The work of Lisa and her BlogHer collaborators was the launching point for an article this week in the Contra Costa Times, "Call Them Equal Opportunity Bloggers," that raises the question, Why is the supposedly democratic medium of the blogosphere re-creating real-world inequality? Noting the emergence of a "blogarchy" of "so-called A-listers who get checked out more often than Lindsay Lohan," reporter Jessica Guynn writes:
"What's perplexing: Nearly all of these Web celebs are men even though more women blog than men. How do men leverage their laptops into giant soapboxes when hordes of women type away in digital obscurity?"
Enter Lisa and her BlogHer partners, Elisa Camahort and Jory des Jardins:
"Together, they decided to stop talking about where the women bloggers are and create a place for women bloggers to read each other and be read by everyone."
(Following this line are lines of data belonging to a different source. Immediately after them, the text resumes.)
PR #558, opened 2021-09-30
Gb/disable

### LINKED ISSUE #557: Allow users to deactivate a genome build
- [x] Add button to the GB ViewEntry (VE) to deactivate the genome build (like done on other VEs)

- [x] Show form to deactive GB (`/genome_builds/hg19?remove`)
  - [x] Just give a warning and require a password, no other fields needed.

- [x] Give an error and block removal when:
   - [x] The chosen ID is not among the active IDs
   - [x] Password is incorrect
   - [x] There are variants on the chosen genome build that are not yet mapped on one of the other active genome builds

- [x] Delete entry if all variants are safely mapped on another genome build
   - [x] Delete row from Genome build table
   - [x] Alter VOG table (deleting the start, end, and DNA columns)
   - [x] Deactivate the custom DNA column
   - [x] Alter Transcripts table (deleting the start and end columns)

Related to #550

loeswerkman:
Allows users to deactivate a given genome build.
- Adds option to deactivate in VE of genome builds, ONLY if there is more than one genome build active.
- Checks to make sure all variants are safely stored on remaining genome builds, and cancels the removal when this is not the case.

Closes #557 
Related to #550

### DIFF
--- a/src/genome_builds.php
+++ b/src/genome_builds.php
@@ -371,8 +371,8 @@ if (PATH_COUNT == 2 && ACTION == 'remove') {
             }
 
             // Deactivate custom DNA column.
-            $_DB->query('DELETE FROM ' . TABLE_ACTIVE_COLS .
-                ' WHERE colid = "VariantOnGenome/DNA' . $sSuffixWithSlash . '"');
+            $_DB->query('DELETE FROM ' . TABLE_ACTIVE_COLS . ' WHERE colid = ?',
+                array('VariantOnGenome/DNA' . $sSuffixWithSlash));
 
             // Write to log...
             lovd_writeLog('Event', LOG_EVENT, 'Removed Genome Build ' . $sID);
--- a/src/genome_builds.php
+++ b/src/genome_builds.php
@@ -4,7 +4,7 @@
  * LEIDEN OPEN VARIATION DATABASE (LOVD)
  *
  * Created     : 2021-09-21
- * Modified    : 2021-09-28
+ * Modified    : 2021-09-30
  * For LOVD    : 3.5-pre-02
  *
  * Copyright   : 2004-2021 Leiden University Medical Center; http://www.LUMC.nl/
@@ -68,7 +68,7 @@ if (PATH_COUNT == 1 && !ACTION) {
 
 if (PATH_COUNT == 1 && ACTION == 'add') {
     // URL: /genome_builds?add
-    // Enable a new genome builds.
+    // Enable a new genome build.
 
     define('PAGE_TITLE', lovd_getCurrentPageTitle());
     define('LOG_EVENT', 'GenomeBuildAdd');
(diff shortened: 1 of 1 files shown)


src/genome_builds.php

Their second BlogHer conference is coming up in July. Meanwhile, I can't help but think that if the blogosphere is tainted by gender inequality, then the legal blogosphere offers more equal opportunity. When I think of the top legal bloggers, I think of as many women as men, starting with my co-host here, Carolyn Elefant. I don't want to get myself in trouble by beginning a list I could never complete, but consider such legal "A-listers" as Denise Howell, Sabrina Pacifici, Jeralyn Merritt, Monica Bay, Joy London, Cathy Kirkman, Diane Levin, Genie Tyburski and Bonnie Shucha. My point is not to single anyone out, but rather to suggest that, among legal bloggers, women have been among the most well known and the most pioneering. In fact, I would go so far as to suggest that the virtual world of the legal blogosphere is a more equal place for women than the bricks-and-mortar world of law firms and courts.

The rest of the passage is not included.